Dem Hauptgebäude des Spitals fehlte ein prägnanter Eingangsbereich. Aufgabe war, dem neugeschaffenen Foyer ein unverwechselbares Gesicht zu geben.

Anstelle der unverbindlichen Kunst in Krankenhäusern sollte der öffentliche Eingangsraum vom Haus 4 eine eigene Identität erhalten.

Dazu wollte man die Rückwand mit einem Manon-Diptychon versehen, das zu diesem Zweck angekauft wurde. Die Bilder, die (in anderer Konfiguration) bereits vorhanden waren, wurden speziell für St. Gallen neu zusammengestellt. Damit sich der öffentlich zugängliche Raum einheitlich zeigt, wurde die Möblierung bis hin zu den Lampen farblich und formal angepasst und, genau wie die Bilder, in weiss, schwarz, rot gehalten.

Das Ziel war, die Eintretendenden auf freundliche Art zum nachdenken anzuregen.

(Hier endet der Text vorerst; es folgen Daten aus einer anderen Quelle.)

PR #8378, opened 2018-04-23
Fix LogbackLoggerConfigurator#init

gmethvin:
I changed this in #8275 without realizing this was only used in initializing the dev mode server before an application is available, and is intentionally more minimal for that reason. This change should be minimal risk, since it reverts to the previous behavior in 2.6.12.

This also fixes another issue, which is that the global logging mode (used for `logger.forMode`) should be set in `configure`.


framework/src/play-logback/src/main/scala/play/api/libs/logback/LogbackLoggerConfigurator.scala
```diff
@@ -63,6 +66,7 @@ class LogbackLoggerConfigurator extends LoggerConfigurator {
 
     val properties = LoggerConfigurator.generateProperties(env, configuration, optionalProperties)
 
+    play.api.Logger.setApplicationMode(env.mode)
```
gmethvin: This actually fixes a separate bug. The mode should be set in `configure` not `init` since `init` is only called by the dev mode server and not the application itself.

PR #8374, opened 2018-04-20
Store AsciiSet fields in ServerResultUtils

pettyjamesm:
Prevent O(headers.length * 2) overhead of bitset construction in ServerResultUtils

# Pull Request Checklist

* [x] Have you read [How to write the perfect pull request](https://github.com/blog/1943-how-to-write-the-perfect-pull-request)?
* [x] Have you read through the [contributor guidelines](https://www.playframework.com/contributing)?
* [x] Have you signed the [Lightbend CLA](https://www.lightbend.com/contribute/cla)?
* [x] Have you referenced any issues you're fixing using [commit message keywords](https://help.github.com/articles/closing-issues-using-keywords/)?
* [x] Have you added copyright headers to new files?
* [x] Have you checked that both Scala and Java APIs are updated?
* [x] Have you updated the documentation for both Scala and Java sections?
* [x] Have you added tests for any changed functionality?

## Purpose
This PR should improve performance of ServerResultUtils by avoiding per-response construction of AsciiBitSet instances.

## Background Context

Why did you take this approach?

I noticed a lot of time being spent creating AsciiBitSet instances in flame graphs. See below:

screen shot 2018-04-20 at 3 15 58 pm

PR #8381, opened 2018-04-25
Cache Content-Type in Result Conversion

pettyjamesm:
# Pull Request Checklist

Adds a local ConcurrentHashMap to cache the Akka HTTP `ContentType` associated with Play's string representation. This observation comes from the same flame graphs produced in https://github.com/playframework/playframework/pull/8374 , but can be seen relative to that change in this higher resolution sample graph below:

screen shot 2018-04-24 at 3 27 23 pm

### DIFF
--- a/framework/src/play-akka-http-server/src/main/scala/play/core/server/akkahttp/AkkaModelConversion.scala
+++ b/framework/src/play-akka-http-server/src/main/scala/play/core/server/akkahttp/AkkaModelConversion.scala
@@ -227,11 +227,37 @@ private[server] class AkkaModelConversion(
     }
   }
 
+  /**
+   * Retains a local cache of Content-Type strings to the resolved [[ContentType]] value to avoid future work to
+   * fully parse the same string on future responses
+   */
+  private[this] val contentTypeCache: java.util.concurrent.ConcurrentHashMap[String, ContentType] = {
+    val map = new java.util.concurrent.ConcurrentHashMap[String, ContentType]()
+    //  This mapping is commonly used and doesn't need to contain a codec
+    map.put(play.api.http.ContentTypes.JSON, ContentTypes.`application/json`)
+    map.put(play.api.http.ContentTypes.BINARY, ContentTypes.`application/octet-stream`)
+    map
+  }
+
   def parseContentType(contentType: Option[String]): ContentType = {
-    contentType.fold(ContentTypes.NoContentType: ContentType) { ct =>
-      ContentType.parse(ct).left.map { errors =>
-        throw new RuntimeException(s"Error parsing response Content-Type: <$ct>: $errors")
-      }.merge
+    //  Parsing the content type as if it were a client provided value is not fast, but can be cached on first use
+    def parseAndCacheSlowPath(ct: String): ContentType = {
+      ContentType.parse(ct) match {
+        case Right(parsed) =>
+          contentTypeCache.putIfAbsent(ct, parsed)
+          parsed
+        case Left(errors) => throw new RuntimeException(s"Error parsing response Content-Type: <$ct>: $errors")
+      }
+    }
+    contentType match {
+      case None => ContentTypes.NoContentType
+      case Some(ct) =>
+        val cached = contentTypeCache.get(ct)
+        if (cached ne null) {
+          cached
+        } else {
+          parseAndCacheSlowPath(ct)
+        }
     }
   }
 


pettyjamesm:
JMH Benchmarks, somewhat unscientifically collected from my local machine

At previous commit eb7483d73a5fa9a5ce51adb452663bf3a7999dbb (without cache): 
```
> Play-Microbenchmark/jmh:run -jvmArgsAppend "-Xms512m" -jvm /Library/Java/JavaVirtualMachines/jdk1.8.0_172.jdk/Contents/Home/bin/java -i 2 -r 10 -wi 1 -w 10 -f 1 -t 1 -p reqsPerConn=100 -p endpoint=ak-11-pln play.microbenchmark.it.HelloWorldBenchmark
[info] Running play.microbenchmark.PlayJmhRunner -jvmArgsAppend -Xms512m -jvm /Library/Java/JavaVirtualMachines/jdk1.8.0_172.jdk/Contents/Home/bin/java -i 2 -r 10 -wi 1 -w 10 -f 1 -t 1 -p reqsPerConn=100 -p endpoint=ak-11-pln play.microbenchmark.it.HelloWorldBenchmark
[info] # JMH version: 1.19
[info] # VM version: JDK 1.8.0_172, VM 25.172-b11
[info] # VM invoker: /Library/Java/JavaVirtualMachines/jdk1.8.0_172.jdk/Contents/Home/bin/java
[info] # VM options: -javaagent:/Users/jpetty/.ivy2/cache/org.mortbay.jetty.alpn/jetty-alpn-agent/jars/jetty-alpn-agent-2.0.7.jar -XX:MaxMetaspaceSize=384m -Xmx512m -Xms128m -Djetty.anlp.agent.jar=/Users/jpetty/.ivy2/cache/org.mortbay.jetty.alpn/jetty-alpn-agent/jars/jetty-alpn-agent-2.0.7.jar -Xms512m
[info] # Warmup: 1 iterations, 10 s each
[info] # Measurement: 2 iterations, 10 s each
[info] # Timeout: 10 min per iteration
[info] # Threads: 1 thread, will synchronize iterations
[info] # Benchmark mode: Throughput, ops/time
[info] # Benchmark: play.microbenchmark.it.HelloWorldBenchmark.helloWorld
[info] # Parameters: (endpoint = ak-11-pln, reqsPerConn = 100)
[info]
[info] # Run progress: 0.00% complete, ETA 00:00:30
[info] # Fork: 1 of 1
[info] # Warmup Iteration   1: 5243.183 ops/s
[info] Iteration   1: 8979.845 ops/s
[info] Iteration   2: 8919.563 ops/s
[info]
[info]
[info] Result "play.microbenchmark.it.HelloWorldBenchmark.helloWorld":
[info]   8949.704 ops/s
[info]
[info]
[info] # Run complete. Total time: 00:00:33
[info]
[info] Benchmark                       (endpoint)  (reqsPerConn)   Mode  Cnt     Score   Error  Units
[info] HelloWorldBenchmark.helloWorld   ak-11-pln            100  thrpt    2  8949.704          ops/s
```

This branch (with cache):
```
> Play-Microbenchmark/jmh:run -jvmArgsAppend "-Xms512m" -jvm /Library/Java/JavaVirtualMachines/jdk1.8.0_172.jdk/Contents/Home/bin/java -i 2 -r 10 -wi 1 -w 10 -f 1 -t 1 -p reqsPerConn=100 -p endpoint=ak-11-pln play.microbenchmark.it.HelloWorldBenchmark
[info] Formatting 1 Scala source {file:/Users/jpetty/Documents/intellij/playframework/framework/}Play-Akka-Http-Server(compile) ...
[info] Compiling 1 Scala source to /Users/jpetty/Documents/intellij/playframework/framework/src/play-akka-http-server/target/scala-2.12/classes...
[info] Running play.microbenchmark.PlayJmhRunner -jvmArgsAppend -Xms512m -jvm /Library/Java/JavaVirtualMachines/jdk1.8.0_172.jdk/Contents/Home/bin/java -i 2 -r 10 -wi 1 -w 10 -f 1 -t 1 -p reqsPerConn=100 -p endpoint=ak-11-pln play.microbenchmark.it.HelloWorldBenchmark
[info] # JMH version: 1.19
[info] # VM version: JDK 1.8.0_172, VM 25.172-b11
[info] # VM invoker: /Library/Java/JavaVirtualMachines/jdk1.8.0_172.jdk/Contents/Home/bin/java
[info] # VM options: -javaagent:/Users/jpetty/.ivy2/cache/org.mortbay.jetty.alpn/jetty-alpn-agent/jars/jetty-alpn-agent-2.0.7.jar -XX:MaxMetaspaceSize=384m -Xmx512m -Xms128m -Djetty.anlp.agent.jar=/Users/jpetty/.ivy2/cache/org.mortbay.jetty.alpn/jetty-alpn-agent/jars/jetty-alpn-agent-2.0.7.jar -Xms512m
[info] # Warmup: 1 iterations, 10 s each
[info] # Measurement: 2 iterations, 10 s each
[info] # Timeout: 10 min per iteration
[info] # Threads: 1 thread, will synchronize iterations
[info] # Benchmark mode: Throughput, ops/time
[info] # Benchmark: play.microbenchmark.it.HelloWorldBenchmark.helloWorld
[info] # Parameters: (endpoint = ak-11-pln, reqsPerConn = 100)
[info]
[info] # Run progress: 0.00% complete, ETA 00:00:30
[info] # Fork: 1 of 1
[info] # Warmup Iteration   1: 5895.943 ops/s
[info] Iteration   1: 9586.610 ops/s
[info] Iteration   2: 9560.991 ops/s
[info]
[info]
[info] Result "play.microbenchmark.it.HelloWorldBenchmark.helloWorld":
[info]   9573.801 ops/s
[info]
[info]
[info] # Run complete. Total time: 00:00:32
[info]
[info] Benchmark                       (endpoint)  (reqsPerConn)   Mode  Cnt     Score   Error  Units
[info] HelloWorldBenchmark.helloWorld   ak-11-pln            100  thrpt    2  9573.801          ops/s
```

pettyjamesm:
I should say, this feels like a bit of a hack. It would be great if parsing the contentType string for _results_ weren't necessary at all, but that seems unavoidable without some serious breaking changes to the Play API contract.

I would also like to request that, if approved, this PR be backported to the 2.6.x branch for release.

richdougherty:
Nice gains from this optimisation. :)

A couple of thoughts:
1. Can you pull this out into a little `Cache`/`Memoize` class that abstracts the details of caching a function call? We'll probably use this elsewhere, e.g. `CORS` headers.
2. Can you put a limit on the number of items cached (e.g. 16/32) so it doesn't grow unbounded. It'll be hard to make the size a hard limit without introducing locks on the map, but I wouldn't worry if the limit check is a bit racy under contention, so long as the map stays roughly the right size.

framework/src/play-akka-http-server/src/main/scala/play/core/server/akkahttp/AkkaModelConversion.scala
```diff
@@ -227,11 +227,37 @@ private[server] class AkkaModelConversion(
...
 
+  /**
+   * Retains a local cache of Content-Type strings to the resolved [[ContentType]] value to avoid future work to
+   * fully parse the same string on future responses
+   */
+  private[this] val contentTypeCache: java.util.concurrent.ConcurrentHashMap[String, ContentType] = {
+    val map = new java.util.concurrent.ConcurrentHashMap[String, ContentType]()
+    //  This mapping is commonly used and doesn't need to contain a codec
+    map.put(play.api.http.ContentTypes.JSON, ContentTypes.`application/json`)
+    map.put(play.api.http.ContentTypes.BINARY, ContentTypes.`application/octet-stream`)
```
richdougherty: Probably don't need to pre-cache anything. If the cache is going to work at all it will fill up with the correct values after a few requests. I'd rather have the code a bit simpler. :)

framework/src/play-akka-http-server/src/main/scala/play/core/server/akkahttp/AkkaModelConversion.scala
```diff
@@ -227,11 +227,37 @@ private[server] class AkkaModelConversion(
...
   def parseContentType(contentType: Option[String]): ContentType = {
-    contentType.fold(ContentTypes.NoContentType: ContentType) { ct =>
-      ContentType.parse(ct).left.map { errors =>
-        throw new RuntimeException(s"Error parsing response Content-Type: <$ct>: $errors")
-      }.merge
+    //  Parsing the content type as if it were a client provided value is not fast, but can be cached on first use
+    def parseAndCacheSlowPath(ct: String): ContentType = {
+      ContentType.parse(ct) match {
+        case Right(parsed) =>
+          contentTypeCache.putIfAbsent(ct, parsed)
```
richdougherty: I'd be interested in a performance comparison between using `get/putIfAbsent`, `get/put` and `computeIfAbsent`.

richdougherty:
If you do a microbenchmark for this I'd be interested in a performance comparison when there are no cache hits, to measure the overhead in a pathological case.

pettyjamesm:
Thanks for the review @richdougherty. Honestly, I'm on the fence about generalizing this as a utility because it seems like the bigger fix is to not parse the response content type at all. After all, we already have a `ByteString` (or stream thereof) for the body. I'm not familiar enough with the inner workings of akka to know why we can't find a way to skip this in step in the first place, but this PR assumes that it's unavoidable (I'd like to hear why if someone knows). Responding to your comments:

> 1. Can you pull this out into a little Cache/Memoize class that abstracts the details of caching a function call? We'll probably use this elsewhere, e.g. CORS headers.

We definitely could, but as per my explanation above I wish we could just avoid needing to have this cache in the first place. If we definitely need it, then sure- extracting a utility could work, but the exact nature of that common utility would be better suited to knowing the other intended use cases for it.

> Can you put a limit on the number of items cached (e.g. 16/32) so it doesn't grow unbounded. It'll be hard to make the size a hard limit without introducing locks on the map, but I wouldn't worry if the limit check is a bit racy under contention, so long as the map stays roughly the right size.

I thought about that. My initial thoughts are:
- most applications have a finite and small number of content-types they will ever produce. Artificially capping the size of the cache is probably safe, but deciding how to pick that magic default max size wasn't clear to me. If we want to evict cached values, then maybe a Caffeine cache is a better choice than `ConcurrentHashMap`.
- for applications that _do_ produce a potentially large number of content types, we could still probably categorize the variations into either "known common ones" (ie: `application/json`, `text/plain`, etc) and cache those, while not caching "exotic" ones like `application/vnd.*` types. Distinguishing the two should be straightforward, but would look a little bit like parsing the header anyway which somewhat undermines the efficiency gain in the fast-path. This could probably be done in the slow path and then avoid caching the result after it's been parsed, but then we can't use `computeIfAbsent`, etc.

> I'd be interested in a performance comparison between using `get`/`putIfAbsent`, `get`/`put` and `computeIfAbsent`

I'd be curious about it too, but I think the microbenchmark that would test the difference is only going to highlight what we already know: akka's header parsing is slow, and omitting the parsing step in a benchmark would make the microbenchmark almost meaningless. The current approach is my attempt to accomplish a few things:
- not to allocate lambdas in the fast-path (may be that the overhead of doing so is effectively 0 after the JIT optimizes, but I'm not sure)
- avoid lock contention inside of `ConcurrentHashMap`. My understanding is that `computeIfAbsent` is that it optimizes the case of avoiding duplicate work if multiple threads are about to write the same value by holding the write lock while calling the supplied lambda. While nice, it means that threads will block waiting on a writer to perform akka parsing in our case which- while avoiding work, means threads will be blocked for a non-trivial amount of time. Maybe this is better than each thread doing its own parsing, but I wasn't sure.

I think the bottom line for me is that a JMH benchmark that effectively tests the behavior of this cache in the face of cache misses (meaning, we would have to generate enough cache misses to exaggerate the occurrence) while also keeping in the akka parsing logic seems tricky. I'm not sure I would know how to go about doing that correctly.

richdougherty:
> it seems like the bigger fix is to not parse the response content type at all

Let me ask someone on the Akka HTTP team to comment if this is possible.

The Akka HTTP backend is at a higher level of abstraction than we really need in Play so we've had to patch Akka HTTP a few times so that we can just "serve headers" without parsing. Akka HTTP does have some special headers though, e.g. `Content-Type`, `Transfer-Encoding`, `Content-Length`.

I'm not sure why `Content-Type` is really needed so I'll need to ask. It might be something as simple as Akka HTTP wanting to know the content type so it can decide whether or not to compress the body.

mkurz:
@richdougherty Whats the status here?

pettyjamesm:
Thanks for bumping the issue @mkurz, I had forgotten about this myself and am still curious as to whether we can skip re-parsing the response header altogether. I think that's a much better solution than this PR's approach of installing a cache.

PR #8389, opened 2018-04-30
Upgrade Netty

mkurz:
~https://akka.io/blog/news/2018/04/13/akka-2.5.12-released~

http://netty.io/news/2018/04/19/4-1-24-Final.html

### DIFF
--- a/framework/project/Dependencies.scala
+++ b/framework/project/Dependencies.scala
@@ -157,7 +157,7 @@ object Dependencies {
       scalaJava8Compat
     ) ++ scalaParserCombinators(scalaVersion) ++ specs2Deps.map(_ % Test) ++ javaTestDeps
 
-  val nettyVersion = "4.1.23.Final"
+  val nettyVersion = "4.1.24.Final"
 
   val netty = Seq(
     "com.typesafe.netty" % "netty-reactive-streams-http" % "2.0.0",


pettyjamesm:
Any update on getting this merged and backported?. [This fix](https://github.com/netty/netty/pull/7878) in particular is a big issue for netty servers since it causes an infinite loop in the cleanup thread that will never terminate.

pettyjamesm:
I would like to add, that the effect for netty server users that haven't specifically overridden the dependency version is that they entirely lose a CPU core after their first GC cycle that triggers the cleanup worker. They probably also will hit other GC issues because shared buffers aren't being released, but I have no specific measurements of what the impacts of that may be.

Even though it's not a play bug, it's a really bad netty bug with serious consequences for anyone with the current play version deployed to production with the netty server.

richdougherty:
@pettyjamesm, thanks for the PR. There are a few build failures that seem related to the Akka upgrade. That shouldn't happen for a minor version upgrade, but there you go. I assume it compiles OK for you on your local machine?

Could you resubmit this PR with just the Netty change? That's the change that we'd want to backport anyway.

pettyjamesm:
It's not my PR, I was just commenting on it since it already existed and should address the issue. I agree that the separating the netty upgrade from akka upgrade makes sense if the akka upgrade comes with complications.

pettyjamesm:
Thanks @mkurz. @richdougherty what's the release timeline for 2.6.14 looking like at this point?

richdougherty:
@pettyjamesm, it's not too far away. I think we'll just get #8392 cleaned up and merged and then make the release.

richdougherty:
Backport here:  #8414.

mkurz:
Netty 4.1.25.Final released

PR #5614, opened 2024-09-21
Add com.fyralabs.Exponential

lleyton:

A repack of the [Linear](https://linear.app/) desktop app for Linux.

I have contacted the developers through their customer Slack channel. 
https://files.catbox.moe/xonqhz.png


com.fyralabs.Exponential.desktop
```diff
@@ -0,0 +1,9 @@
+[Desktop Entry]
+Type=Application
+Name=Exponential
+Comment=A purpose-built tool for planning and building products
+Icon=com.fyralabs.Exponential
+Exec=/app/bin/com.fyralabs.Exponential %U
```
hfiguiere, line 6: this is never a path.

flathub.json
```diff
@@ -0,0 +1,3 @@
+{
+  "skip-arches": ["aarch64"]
```
hfiguiere, line 2:
```suggestion
  "only-arches": ["x86_64"]
```

com.fyralabs.Exponential.yaml
```diff
@@ -0,0 +1,56 @@
...
+      - install -Dm644 ${FLATPAK_ID}.metainfo.xml /app/share/appdata/${FLATPAK_ID}.metainfo.xml
+      - install -Dm644 ${FLATPAK_ID}.desktop /app/share/applications/${FLATPAK_ID}.desktop
+      - mkdir /app/exponential
+      - unzip electron.zip -d /app/exponential
+      - rm -rf /app/exponential/resources/*
+      - unzip -j -d "/app/exponential/resources" linear.zip 'Linear.app/Contents/Resources/*'
+      - patch-desktop-filename ${FLATPAK_DEST}/exponential/resources/app.asar
+    sources:
+      - type: file
+        url: https://download.todesktop.com/200315glz2793v6/Linear%201.27.0%20-%20Build%202408152uraifa26-x64-mac.zip
```
hfiguiere, line 39: why does the build say "mac"? This is not macOS.

com.fyralabs.Exponential.yaml
```diff
@@ -0,0 +1,56 @@
...
+base-version: "23.08"
+
+command: com.fyralabs.Exponential
+separate-locales: false
+
+finish-args:
+  - --share=ipc
+  - --socket=x11
+  # - --socket=wayland
+  # - --socket=fallback-x11
```
hfiguiere, line 17:
```suggestion
```

hfiguiere:
> A repack of the [Linear](https://linear.app/) desktop app for Linux.

And what is it?

com.fyralabs.Exponential.metainfo.xml
```diff
@@ -0,0 +1,63 @@
...
+<component type="desktop-application">
+  <id>com.fyralabs.Exponential</id>
+  <name>Exponential</name>
+  <developer id="com.fyralabs">
+    <name>Fyra Labs</name>
+  </developer>
+  <summary>A purpose-built tool for planning and building products</summary>
+  <metadata_license>CC0-1.0</metadata_license>
+  <project_license>LicenseRef-proprietary</project_license>
+  <url type="homepage">https://linear.app</url>
```
hfiguiere, line 11: why doesn't this correspond to the app-id?

com.fyralabs.Exponential.metainfo.xml
```diff
@@ -0,0 +1,63 @@
+<?xml version="1.0" encoding="UTF-8"?>
+<component type="desktop-application">
+  <id>com.fyralabs.Exponential</id>
+  <name>Exponential</name>
+  <developer id="com.fyralabs">
+    <name>Fyra Labs</name>
+  </developer>
+  <summary>A purpose-built tool for planning and building products</summary>
+  <metadata_license>CC0-1.0</metadata_license>
+  <project_license>LicenseRef-proprietary</project_license>
```
hfiguiere, line 10: since this is proprietary and there is no further information we assume it's not redistributable so 'extra-data' must be used.

com.fyralabs.Exponential.yaml
lleyton: We use the .asar file (which is universal) from the macOS build.

com.fyralabs.Exponential.metainfo.xml
lleyton: The Linear team is comfortable with us redistributing, as long as the app metadata doesn't use the Linear branding. I can use extra-data though.

com.fyralabs.Exponential.metainfo.xml
lleyton: Good point, might be best to just omit it. The desktop app wraps the Linear app, which is why I put it here.

com.fyralabs.Exponential.desktop
lleyton: Shouldn't this install to that path:
https://github.com/flathub/flathub/pull/5614/files#diff-72eb0b8bf04f6d2d4464f1f57a3d341ce93fae36ae7408a2fcaa84b2ccf7355dR26

bbhtt: Exec does not need a path, `/app/bin` is already in $PATH inside the sandbox, it is automatically located.

com.fyralabs.Exponential.yaml
bbhtt: what is the relation of todesktop.com with fyralabs.com ?

com.fyralabs.Exponential.metainfo.xml
TingPing: Unless they have a license written down nobody can verify that.

com.fyralabs.Exponential.yaml
lleyton: the situation is a bit confusing, but I can try to explain:
fyralabs.com is a domain I control, which I'm using for the repack, upstream wanted us to use distinct branding from "Linear", which is why the app is called "Exponential", rather than "Linear"
linear.app is the product that is being repacked
todesktop.com is a service that Linear uses to actually build the desktop application (and bundle), and acts as a CDN for the build artifacts

com.fyralabs.Exponential.metainfo.xml
lleyton: understandable, let me update it

com.fyralabs.Exponential.yaml
bbhtt: So linear.app is the upstream of the main app here ? So you are submitting it under com.fryalabs because they asked you to ?

> upstream wanted us to use distinct branding from "Linear", which is why the app is called "Exponential", rather than "Linear"

Is this simply a rebrand or a fork ?

Can we get some kind of confirmation on that ? If not this should be called `app.linear.foo.bar`

bbhtt: Apps must use the original branding, upstream's app ID. If they want it "unofficial" there are other ways to do that like having a note on the description and the unverified badge.

If you submit it under your domain, it allows someone else to verify someone else's apps

lleyton: > you are submitting it under com.fryalabs because they asked you to

Correct, they seemed to not want any of the app metadata (besides a mention in the description) tied to them.

> Is this simply a rebrand or a fork ?

rebrand

> Apps must use the original branding, upstream's app ID.

I'll ask again, I originally suggested the idea of just having a note in the description, but they didn't think that was sufficient.

hfiguiere: This make the license dubious at best. This is not open source and you want us to believe it's okay based on a screenshot of a random discord conversation.

bbhtt: Marking it as blocked because:

a) we don't know if branding modifications are allowed as it's under a proprietary license

b) the ID does not follow the requirements: https://docs.flathub.org/docs/for-app-authors/requirements#control-over-domain-or-repository

> It must be a domain directly related to the original project and the author/developer/project of the application must have control over the domain portion of the ID

Even if the modification was allowed, the ID must be `app.linear`, you can make the user visible parts like metainfo, desktop file, icon use the new branding.

PR #5629, opened 2024-09-24
Add org.sil.reading-app-builder

chrisvire:

Build apps with synced text and audio


flathub.json
```diff
@@ -0,0 +1,3 @@
+{
+    "only-arches": ["x86_64"]
```
hfiguiere, line 2: disappointing

org.sil.reading-app-builder.yml
```diff
@@ -0,0 +1,158 @@
...
+  # Audio access
+  - --socket=pulseaudio
+  # Network access
+  - --share=network
+  # XShm access
+  - --share=ipc
+  # All external devices (catch all for devices we interact with and graphical acceleration)
+  - --device=all
+  # Local file browsing access
+  - --filesystem=host
```
hfiguiere, line 23: why host?

org.sil.reading-app-builder.yml
```diff
@@ -0,0 +1,158 @@
...
+  # USB Drives
+  - --system-talk-name=org.freedesktop.Udisks2
+  # File saving access
+  - --talk-name=org.freedesktop.FileManager1
+
+# App's run command
+command: rab-run.sh
+
+modules:
+  - name: xterm
```
hfiguiere, line 33: why  do you need an xtern?

org.sil.reading-app-builder.yml
```diff
@@ -0,0 +1,158 @@
...
+    sources:
+      - type: git
+        url: https://github.com/ThomasDickey/xterm-snapshots.git
+        tag: xterm-394
+        commit: 47a95ffdc1bef07ec62836ed887536b5d92166af
+        x-checker-data:
```
hfiguiere, line 39: why do you need this updated on snapshots?

org.sil.reading-app-builder.yml
```diff
@@ -0,0 +1,158 @@
...
+finish-args:
+  # Window x11 socket access
+  - --socket=x11
+  # Audio access
+  - --socket=pulseaudio
+  # Network access
+  - --share=network
+  # XShm access
+  - --share=ipc
+  # All external devices (catch all for devices we interact with and graphical acceleration)
```
hfiguiere, line 20: which devices?

flathub.json
chrisvire: We are dependent on JDK 11 (we can't do a newer version yet) and OpenJFX which only has x86_64 builds for JDK 11.

org.sil.reading-app-builder.yml
chrisvire: This desktop app builds mobile apps based on projects that are stored in the user's file system (which reference additional files stored on the file system). We also use Python 3 which is installed on the platform

flathub.json
hfiguiere: there is an aarchh64 build of jdk 11

org.sil.reading-app-builder.yml
chrisvire: We will be adding a way to build a Progressive Web App (PWA) output from the project data along with an Android app. That is not ready yet. I had removed the Node usage (https://github.com/flathub/flathub/pull/5629/commits/aaf816249051ec8056bf1c9aff6ddc1ed97a52d6) and I could also remove xterm for now. 

The purpose of using xterm is to allow `npm run preview` to run in a separate visible process so that the user can interact with it (get the local ip address / port to access the PWA in preview mode) and close the development web server running.

Should I remove it for now and then add it back in later when the feature is ready?

org.sil.reading-app-builder.yml
chrisvire: When we build an Android app, the user can select to download and run on their connected Android device.

flathub.json
chrisvire: We also have native code embedded in our Java code which doesn't have support for aarch64.  I have tried, but I haven't been able to get the native code included to build for aarch64. I am developing on a MacStudio with Apple Silicon M1 Max. I would love to support aarch64.

org.sil.reading-app-builder.yml
hfiguiere: > We also use Python 3 which is installed on the platform

From inside the sandbox, don't do that. If it works, it's coincidental.

org.sil.reading-app-builder.yml
hfiguiere: if you don't need it it has no reason to be here.

org.sil.reading-app-builder.yml
hfiguiere: that doesn't explain which device.

flathub.json
chrisvire: The above should be JDK 17 and OpenJFX (not JDK 11). My mistake.

https://gluonhq.com/products/javafx/
When selecting JavaFX 17.0.12 [LTS], Linux, and aarch64, the only download link is for Javadoc.

And we still have our own native library code that doesn't work on aarch64. I will schedule time in October to attempt porting that native code to aarch64 again.

org.sil.reading-app-builder.yml
chrisvire: xterm has been removed.

org.sil.reading-app-builder.yml
chrisvire: xterm has been removed

org.sil.reading-app-builder.yml
```diff
@@ -0,0 +1,158 @@
...
+        sources:
+          - type: git
+            url: https://gitlab.freedesktop.org/xorg/lib/libxmu.git
+            commit: cc378e4f0cc2ab5b66d378050ba4956612a01197
+      - name: libXaw
+        sources:
+          - type: archive
+            url: https://www.x.org/archive/individual/lib/libXaw-1.0.16.tar.xz
+            sha256: 731d572b54c708f81e197a6afa8016918e2e06dfd3025e066ca642a5b8c39c8f
+      - name: ncurses
```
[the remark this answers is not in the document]
chrisvire: xterm and dependencies have been removed.

chrisvire:
I have installed the test version and it passes my tests.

Die Einweihung wurde durch Frau Musits am 6. Juli 2016 durchgeführt. Sie stellte Raum und Bilder der Oeffentlichkeit vor, ich hielt eine Rede.

in spezieller Konfiguration für St. Gallen 2015/2016
Haus 04, Rorschacherstrasse 95
CH-9000 St. Gallen SG
Initiiert durch Christian Roellin, Kulturvermittler und Galerist, St. Gallen
Kantonsspital St. Gallen, Kunstkommission vertreten durch Christof Stäheli und Christine Musits
Christof Stäheli, Projektleiter Departement Bau und Raum, Vorsitz
Manon
Fawad Kazi, Architekt Zürich, ist Mitglied der Kunstkommission KSSG. Er ist federführend für das Grossprojekt der zur Zeit neu entstehenden Spitaltürme des KSSG. Bauzeit 12 Jahre
Das Hauptgebäude des Spitals, Hochhaus 04 aus den 70er Jahren mit entsprechenden Strukturen, hatte im Erdgeschoss keine Lobby. Aufgabe war, die unwirtliche Eingangssituation mit einem thematisch überzeugenden und prominenten Werk zu bestücken.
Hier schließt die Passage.